PROBLEM TO SOLVE:
Tally the lines below containing "ensure" and report only the total.
────────────────────
PR #189, opened 2020-07-28
Suppress Events with Flag

### LINKED ISSUE #156: flag to suppress events from namespace in console
I am using kuttl to install and helm chart and verify that deployment and its pods are successfully started. 
Currently when test completes, we collectEvents gathers all events from namespace and prints it out to log.
Since I there are multiple pods started as part of deployment and each of them can have 10s of events, the console becomes noisy and even if test is passing it seems lot of things went wrong due to `WARNING` events from k8 for liveness and rediness. 

It would be great if we can make this control via flag option. 

this is done by code here: https://github.com/kudobuilder/kuttl/blob/fca4096b3e0002a15b1c9250041e79f816f0ccc6/pkg/test/case.go#L125

```
// CollectEvents gathers all events from namespace and prints it out to log
func (t *Case) CollectEvents(namespace string) {
	cl, err := t.Client(false)
	if err != nil {
		t.Logger.Log("Failed to collect events for %s in ns %s: %v", t.Name, namespace, err)
		return
	}

	eventsList := &eventsbeta1.EventList{}
```

sample noisy event logs
```
kuttl/harness/service-bootstrap: logger.go:42: 00:24:07 | service-bootstrap | 2020-07-02 23:20:51 +0530 IST	Warning	Unhealthy	Readiness probe failed: dial tcp 10.1.3.91:9092: connect: connection refused
    kuttl/harness/service-bootstrap: logger.go:42: 00:24:07 | service-bootstrap | 2020-07-02 23:20:51 +0530 IST	Warning	Unhealthy	Readiness probe failed: Get http://10.1.3.89:8081/: dial tcp 10.1.3.89:8081: connect: connection refused
    kuttl/harness/service-bootstrap: logger.go:42: 00:24:07 | service-bootstrap | 2020-07-02 23:20:51 +0530 IST	Warning	Unhealthy	Readiness probe failed:
    kuttl/harness/service-bootstrap: logger.go:42: 00:24:07 | service-bootstrap | 2020-07-02 23:20:52 +0530 IST	Warning	Unhealthy	Liveness probe failed: Get http://10.1.3.89:8081/: dial tcp 10.1.3.89:8081: connect: connection refused
```

kensipe:
Details in the Issue reported below.  This starts the ability to suppress output with the ability to support events.
`--suppress-log=events` will suppress events.

Thinking the following:
1. there is likely more things to suppress (commands, etc)
2. there might be value in having a "context" passed throughout the tests... where things like this can be added to the context.  That requires more thought.

This was a user request and looks to solve that issue for the next release.

Fixes #156

### DIFF
--- a/pkg/test/case.go
+++ b/pkg/test/case.go
@@ -204,7 +204,7 @@ func (t *Case) Run(test *testing.T, tc *report.Testcase) {
 	}
 
 	if funk.Contains(t.Suppress, "events") {
-		t.Logger.Logf("skipping event logging")
+		t.Logger.Logf("skipping kubernetes event logging")
 	} else {
 		t.CollectEvents(ns.Name)
 	}
--- a/pkg/test/case.go
+++ b/pkg/test/case.go
@@ -11,6 +11,7 @@ import (
 	"testing"
 
 	petname "github.com/dustinkirkland/golang-petname"
+	"github.com/thoas/go-funk"
 	corev1 "k8s.io/api/core/v1"
 	eventsbeta1 "k8s.io/api/events/v1beta1"
 	"k8s.io/apimachinery/pkg/api/errors"
@@ -40,6 +41,8 @@ type Case struct {
 	DiscoveryClient func() (discovery.DiscoveryInterface, error)
 
 	Logger testutils.Logger
+	// Suppress is used to suppress logs
+	Suppress []string
 }
 
 type namespace struct {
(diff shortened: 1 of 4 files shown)


pkg/test/case.go
```diff
@@ -200,7 +203,11 @@ func (t *Case) Run(test *testing.T, tc *report.Testcase) {
 		}
 	}
 
-	t.CollectEvents(ns.Name)
+	if funk.Contains(t.Suppress, "events") {
+		t.Logger.Logf("skipping event logging")
```
ANeumann82, line 207:
```suggestion
		t.Logger.Logf("skipping kubernetes event logging")
```

pkg/test/case.go
```diff
@@ -200,7 +203,11 @@ func (t *Case) Run(test *testing.T, tc *report.Testcase) {
 		}
 	}
 
-	t.CollectEvents(ns.Name)
+	if funk.Contains(t.Suppress, "events") {
```
ANeumann82, line 206: I think it might make sense to make a constant for "events" and other types of logs that can be suppressed later, then we have a list of possible values for the cmd parameter

kensipe: yeah... I has that initial thought  as well... on it!

PR #195, opened 2020-08-07
linter should not change global tools

kensipe:

Fixes #

### DIFF
--- a/Makefile
+++ b/Makefile
@@ -31,11 +31,12 @@ help: ## Show this help screen
 
 .PHONY: lint
 lint: ## Run golangci-lint
-ifneq (${GOLANGCI_LINT_VER}, "$(shell golangci-lint --version | cut -b 27-32)")
-	./hack/install-golangcilint.sh
+ifneq (${GOLANGCI_LINT_VER}, "$(shell ./bin/golangci-lint --version 2>/dev/null | cut -b 27-32)")
+	@echo "golangci-lint missing or not version '${GOLANGCI_LINT_VER}', downloading..."
+	curl -sSfL "https://raw.githubusercontent.com/golangci/golangci-lint/v${GOLANGCI_LINT_VER}/install.sh" | sh -s -- -b ./bin "v${GOLANGCI_LINT_VER}"
 endif
-	golangci-lint run
-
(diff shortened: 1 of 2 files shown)


Makefile
```diff
@@ -31,11 +31,12 @@ help: ## Show this help screen
 
 .PHONY: lint
 lint: ## Run golangci-lint
-ifneq (${GOLANGCI_LINT_VER}, "$(shell golangci-lint --version | cut -b 27-32)")
-	./hack/install-golangcilint.sh
+ifneq (${GOLANGCI_LINT_VER}, "$(shell ./bin/golangci-lint --version 2>/dev/null | cut -b 27-32)")
```
porridge, line 34: Are you sure that works and will continue despite variable version string length? E.g. after `v1.99`?
```
$ golangci-lint --version|cut -b 27-32
v1.21.
```
Perhaps we should change this to `awk {print $4}` or something? Or `mv ./bin/golangci-lint ./bin/golangci-lint-$(GOLANGCI_LINT_VER)` after installation and stop using --version altogether?

kensipe: @porridge some time recently it appears that `golangci-lint` changed how they report version.  They used to have a `v` in front, as in your example.   They do not any longer.   what I get is 
```
golangci-lint --version | cut -b 27-32
1.27.0
```
This cut works for the correct version of linter.   Additionally:
* the version using your example would fail and would be installed
* the install is now NOT in the the global GOBIN, making control of this version easier to reason about
* one assumes that they will not keep changing this... and even if they did certain changes would be problematic for `awk` as well.   So this configuration is good for the current and foreseeable version.

Thanks for the awareness on this... IS there any other concern or reason to reject?

porridge: Thanks for making sure that it works.

My point is that even if the upstream does not change [this format template](https://github.com/golangci/golangci-lint/blob/cb58d1f82e6669b24541d17905d6287a80d0803c/pkg/commands/root.go#L20), then at a high enough version number our current `cut -b` parsing scheme *will* break. Because the version length is variable.

`awk '{print $4}'` would be more stable in this regard. But we can certainly wait with chnaging the parsing to that point.

PR #199, opened 2020-08-11
Adding verify generate to circle lint task

### LINKED ISSUE #198: Add CI Check for Missed Generated Files
Fix CI so that issues identified in https://github.com/kudobuilder/kuttl/pull/196 are captured 

in short:  `make generate` should never leave the repo dirty in CI

kensipe:

This adds a `verify-generate.sh` script which runs `make generate` and ensures that the repo isn't "dirty" after.  This is to ensure that changes which require generation are catch in CI.  This PR adds that check to the circleCI target as well.

Fixes #198

### DIFF
--- a/hack/verify-generate.sh
+++ b/hack/verify-generate.sh
@@ -1,0 +1,33 @@
+#!/usr/bin/env bash
+
+#####
+#  Used to ensure that running `make generate` results in a non-dirty repository.
+#  Used to verify that make generate wasn't forgotten for changes that may require generation.
+#####
+
+set -o nounset
+set -o pipefail
+# intentionally not setting 'set -o errexit' because we want to print custom error messages
+
+# versions of tools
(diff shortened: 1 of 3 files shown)


hack/verify-generate.sh
```diff
@@ -0,0 +1,33 @@
...
+    echo "Invoking 'make generate' ends with non-zero exit code."
+    exit 1
+fi
+
+git diff --exit-code --quiet
+RETVAL=$?
+
+if [[ ${RETVAL} != 0 ]]; then
+    echo "Running 'make generate' produces changes to the current git status. Maybe you forgot to check-in your updated generated files?"
+    echo "The current diff: $(git diff)"
```
porridge, line 28:
```suggestion
    echo "The current diff:"
    git diff
```
No need to make the shell load all that output and pass it as a giant argument to echo. Might go bad if it's large.

PR #205, opened 2020-08-20
Allow the use of absolute paths in RuntimeObjectsFromPath

### LINKED ISSUE #204: TestStep apply prepends test directory even with an absolute path
**What happened**:
When applying a resource from an absolute path, the test directory was prepended.

When specifying an absolute path, the path should be used as written.

```bash
wget -O /tmp/pod.yaml https://gist.githubusercontent.com/joejulian/e9e2fdbacbf9ca76f617ff81f8fdcf86/raw/e7b4c3a8d2e880700c3aefff70e0d690b0b9aa52/pod.yaml
```

**./foo/00-foo.yaml**
```yaml
apiVersion: kudo.dev/v1beta1
kind: TestStep
apply:
  - /tmp/pod.yaml
```

```
kubectl-kuttl test .
```

```
...
    harness.go:365: step "foo" apply path /tmp/pod.yaml: failed to find YAML files in /home/jjulian/foo/test/tmp/pod.yaml: file mode issue with stat /home/jjulian/foo/test/tmp/pod.yaml: no such file or directory
...
```

**Environment**:
- KUTTL version (use `kubectl kuttl version`): KUTTL Version: version.Info{GitVersion:"0.6.0", GitCommit:"7b0360a", BuildDate:"2020-08-10T18:22:27Z", GoVersion:"go1.14.6", Compiler:"gc", Platform:"linux/amd64"}

joejulian:
Allow the use of absolute paths in RuntimeObjectsFromPath. Without this an absolute path still has the test directory prepended.

Fixes #204

### DIFF
--- a/pkg/test/step.go
+++ b/pkg/test/step.go
@@ -553,8 +553,7 @@ func RuntimeObjectsFromPath(path, dir string) ([]runtime.Object, error) {
 	var err error
 	var paths []string
 
-	// if it's an absolute path
-	if len(path) > 0 && path[0] == filepath.Separator {
+	if filepath.IsAbs(path) {
 		paths, err = kfile.FromPath(path, "*.yaml")
 		if err != nil {
 			return nil, fmt.Errorf("failed to find YAML files in %s: %w", path, err)
--- a/pkg/test/step.go
+++ b/pkg/test/step.go
@@ -550,9 +550,20 @@ func RuntimeObjectsFromPath(path, dir string) ([]runtime.Object, error) {
 	}
 
 	// it's a directory or file
-	paths, err := kfile.FromPath(filepath.Join(dir, path), "*.yaml")
-	if err != nil {
-		return nil, fmt.Errorf("failed to find YAML files in %s: %w", filepath.Join(dir, path), err)
+	var err error
+	var paths []string
+
+	// if it's an absolute path
+	if len(path) > 0 && path[0] == filepath.Separator {
+		paths, err = kfile.FromPath(path, "*.yaml")
+		if err != nil {
+			return nil, fmt.Errorf("failed to find YAML files in %s: %w", path, err)
+		}
+	} else {
+		paths, err = kfile.FromPath(filepath.Join(dir, path), "*.yaml")
+		if err != nil {
+			return nil, fmt.Errorf("failed to find YAML files in %s: %w", filepath.Join(dir, path), err)
+		}
 	}
 	apply, err := kfile.ToRuntimeObjects(paths)
 	if err != nil {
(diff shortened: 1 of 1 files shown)


joejulian:
Regardless of use case, it's expected behavior that when you specify an absolute path to something, you get the something at that absolute path. Why would `/tmp/foo.yaml` end up picking up `/home/jjulian/go/src/<etc, etc>/tmp/foo.yaml`?

kensipe:
agree with @jbarrick-mesosphere that we want to not encourage non-portable test
agree with @joejulian that if it is absolute... well it should be absolute

IMO the proposal conflates 2 activities which I would like to separate.  I pushed a solution which has a path selection then has 1 execution path for getting the glob of yamls from that path.  I will likely move the `cleanPath` to `kfile` as it seems generically file related.

jbarrick-mesosphere:
I would rather have kuttl throw an error here when an absolute path is used, than allowing an absolute path to be used. What is the actual use case here? Why do we need to use an absolute path in a test?

kensipe:
thanks @joejulian !

joejulian:
I suppose that's fine. I can just replace `apply:` with `commands:` running kubectl apply.

joejulian:
> What's the use-case here?

> @joejulian joejulian mentioned this pull request 3 days ago
> add kubernetes-base-addons test for traefik mesosphere/kubeaddons-tests#7

jbarrick-mesosphere:
Yeah, I can see the pull request and the linked ticket, but they don't specify why this is needed. Can you elaborate?

joejulian:
```
apiVersion: kudo.dev/v1beta1
kind: TestStep
commands:
  - command: ./metallb-config.sh
  - command: kubectl create clusterrolebinding --clusterrole=cluster-admin --serviceaccount=${NAMESPACE}:kuttlaccount kuttlcrb
apply:
  - ${KUBEADDONS_ABS_PATH}/addons/konvoyconfig/0.0.x/konvoyconfig-3.yaml
  - ${KUBEADDONS_ABS_PATH}/addons/cert-manager/0.10.x/cert-manager-6.yaml
  - ${KUBEADDONS_ABS_PATH}/addons/metallb/0.9.x/metallb-1.yaml
  - ${KUBEADDONS_ABS_PATH}/addons/traefik/1.7.x/traefik-22.yaml
```
Where the environment is set to the path of the kubeaddons repo. That repo is not part of the tests repo and the tests cannot (for legacy reasons) be part of the kubeaddons repos.

jbarrick-mesosphere:
@joejulian thank you for answering my question.

PR #211, opened 2020-09-16
Support V1 CRDs

### LINKED ISSUE #210: 'pkg/test/utils.WaitForCRDs' doesn't work with V1 CRDs
**What happened**:
Calling `WaitForCRDs` on a V1 CRD will return the error "the following passed object does not match ..." because a V1Beta1 CRD is always assumed.

`WaitForCRDs` can wait on V1 and V1Beta1 CRDs.

Call `WaitForCRDs` with a V1 CRD.

**Environment**:
- Kubernetes version (use `kubectl version`): 1.19.1
- KUTTL version (use `kubectl kuttl version`): 0.6.1
- OS (e.g. from /etc/os-release):
- Kernel (e.g. `uname -a`):
- Install tools:
- Others:

nfnt:
This adds V1 CRD API support to the Kubernetes helper functions. The helper `Scheme` will include the V1 CRD scheme, the `FakeDiscoveryClient` has the V1 CRD type added by default, and `WaitForCRDs` can handle V1beta1 and V1 CRDs.

Fixes #210

### DIFF
--- a/pkg/test/utils/kubernetes.go
+++ b/pkg/test/utils/kubernetes.go
@@ -27,7 +27,8 @@ import (
 	batchv1beta1 "k8s.io/api/batch/v1beta1"
 	corev1 "k8s.io/api/core/v1"
 	rbacv1 "k8s.io/api/rbac/v1"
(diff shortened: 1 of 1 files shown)


jbarrick-mesosphere (approved):
Nice find!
────────────────────
OUTPUT:
2